En 2015 aussi, en Écosse, des municipalités et des associations locatives se sont unies pour constituer Our Power, fournisseur sans but lucratif d’électricité verte et abordable. L’année suivante, le conseil municipal de Bristol lançait Bristol Energy, dotée des mêmes objectifs sociaux et écologiques. Sans actionnaires ni PDG aux salaires faramineux, ces sociétés peuvent faire baisser les prix et investir dans les énergies renouvelables. Toutefois, au Royaume-Uni ces initiatives sont des exceptions, tout comme le plan de remunicipalisation de l’ensemble de l’approvisionnement électrique de Londres.
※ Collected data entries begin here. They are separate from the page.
Issue #814, opened 2020-12-23
[iOS] 42200 error is displayed in case of 42201 and 42250


liliya-soroka:
**Bug description**
42200 error is displayed in the case of 42201 and 42250
**Steps To Reproduce**
1. Simulate the error 42201 and 42250 
Current result:
![image.png](https://images.zenhubusercontent.com/5ed757c29459bb36bacd4bba/c066e94d-8148-4c33-bc0c-788464b13b56)
**Expected Result**
![image.png](https://images.zenhubusercontent.com/5ed757c29459bb36bacd4bba/36a58616-23a5-4f02-b427-45589c3c9149)
**Screenshots**

**Device & App version**
 - Device/OS: iPhone X/14.2
 - App version: 2.8.0 (5)
 
**Environment**
staging, rinkeby
**Additional info**
(Optional)

liliya-soroka:
Verified
app version 2.8.0 (277)

PR #826, opened 2021-01-06
gh-814 small improvement

sche:


Multisig/Data/Services/Utils/GSError.swift
```diff
@@ -116,8 +116,9 @@ enum GSError {
             case 50:
                 return UnprocessableEntity(reason: "Safe info is not found.", code: 42250)
             default:
-                LogService.shared.error("Unrecognised error with code: \(error.code); message: \(error.message)",
-                                        error: unexpectedError)
+                LogService.shared.error(
+                    "Unrecognised error with code: \(error.code); message: \(String(describing: error.message))",
```
DmitryBespalov: if the message is optional, will the text have the "message: Optional<nil>" or will it be empty?

sche: good catch

sche: fixed

DmitryBespalov (approved):

Issue #649, opened 2020-10-16
[iOS]Valid seed phrase is defined as invalid if it contains more then 12  and less than 24 words


liliya-soroka:
**Bug description**
The valid seed phrase is defined as invalid if it contains more then 12  and less than 24 words

**Steps To Reproduce**
1. Go to the app settings
2. Import owner key
3. use https://iancoleman.io/bip39/#english to generate seed phrase with 15,16,18,21 words
4. enter seed phrase from step 3 and click Next
5. Invalid seed phrase error appears

**Expected Result**
The seed phrase may contain from 12 to 24 words

**Screenshots**

**Device & App version**
 - Device/OS: Iphone X/ 13.7
 - App version: 2.3.0 (165)
 
**Environment**
staging, rinkeby
**Additional info**
(Optional)

rmeissner:
>  with 15,16,18,21 words

16 should not be valid, right? afaik it needs to be a multiple of 3 ;)

liliya-soroka:
Verified
app version 2.8.0 (266)

PR #829, opened 2021-01-06
gh-649 fix error

sche:


DmitryBespalov (approved):

Multisig/Logic/Models/PrivateKey/web3swift/BIP39.swift
```diff
@@ -117,7 +117,7 @@ public class BIP39 {
     static public func mnemonicsToEntropy(_ mnemonics: String,
                                           language: BIP39Language = BIP39Language.english) -> Data? {
         let wordList = mnemonics.components(separatedBy: " ")
-        guard wordList.count >= 12 && wordList.count.isMultiple(of: 4) else {return nil}
+        guard wordList.count >= 12 && wordList.count.isMultiple(of: 3) else {return nil}
```
DmitryBespalov: really? wasn't it the library code? are we sure this is valid?

DmitryBespalov: maybe comment/ explanation or extracting this into parameter/constant would help

MouazAlzahabi (approved):

Multisig/Logic/Models/PrivateKey/web3swift/BIP39.swift
sche: yes, this is a bug in the lib. I created an issues there and a pr to fix it https://github.com/matter-labs/web3swift/pull/301

I think there is no need in a separate variable.

DmitryBespalov (approved):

« Nous sommes toujours à l’écoute des propositions visant à ramener les services publics dans le giron du secteur public ; en effet, au cours des 30 dernières années nous avons subi une déferlante de privatisations, intensifiée depuis peu, qui s’est traduit par la faillite de bon nombre de services », dit Clara Paillard, présidente du secteur de la culture pour le syndicat Public and Commercial Services (PCS), chargée des campagnes en faveur de l’action climatique et de la transition verte.

« La pauvreté énergétique et la hausse des prix de l’énergie sont le résultat du monopole détenu par une poignée de sociétés. Il est évident que ces corporations ne vont pas abandonner les combustibles fossiles pour se tourner vers une économie propre basée sur l’énergie renouvelable », affirme-t-elle.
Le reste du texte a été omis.